What is being asked: All lines in the entries below that hold "InferenceStrategy" make up the answer.

Stored data:
* * * * *

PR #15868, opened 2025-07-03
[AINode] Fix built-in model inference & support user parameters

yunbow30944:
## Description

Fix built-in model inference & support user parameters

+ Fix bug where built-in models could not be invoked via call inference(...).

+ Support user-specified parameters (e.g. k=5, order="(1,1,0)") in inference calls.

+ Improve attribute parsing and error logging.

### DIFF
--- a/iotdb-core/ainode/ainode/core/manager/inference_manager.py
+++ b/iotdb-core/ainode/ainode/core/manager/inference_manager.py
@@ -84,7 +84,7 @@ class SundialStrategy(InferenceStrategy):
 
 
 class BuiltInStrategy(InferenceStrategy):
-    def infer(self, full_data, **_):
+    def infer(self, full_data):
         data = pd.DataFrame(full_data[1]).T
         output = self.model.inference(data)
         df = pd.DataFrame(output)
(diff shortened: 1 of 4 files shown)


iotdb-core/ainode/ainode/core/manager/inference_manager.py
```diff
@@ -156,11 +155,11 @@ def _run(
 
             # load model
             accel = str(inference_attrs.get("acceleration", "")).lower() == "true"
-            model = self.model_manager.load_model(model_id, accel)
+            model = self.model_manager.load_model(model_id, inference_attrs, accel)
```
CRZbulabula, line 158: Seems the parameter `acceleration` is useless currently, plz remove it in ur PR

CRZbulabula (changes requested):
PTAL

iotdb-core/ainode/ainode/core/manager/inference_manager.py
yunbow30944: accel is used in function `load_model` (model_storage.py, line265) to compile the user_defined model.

* * * * *

Task result:
@@ -84,7 +84,7 @@ class SundialStrategy(InferenceStrategy):
 class BuiltInStrategy(InferenceStrategy):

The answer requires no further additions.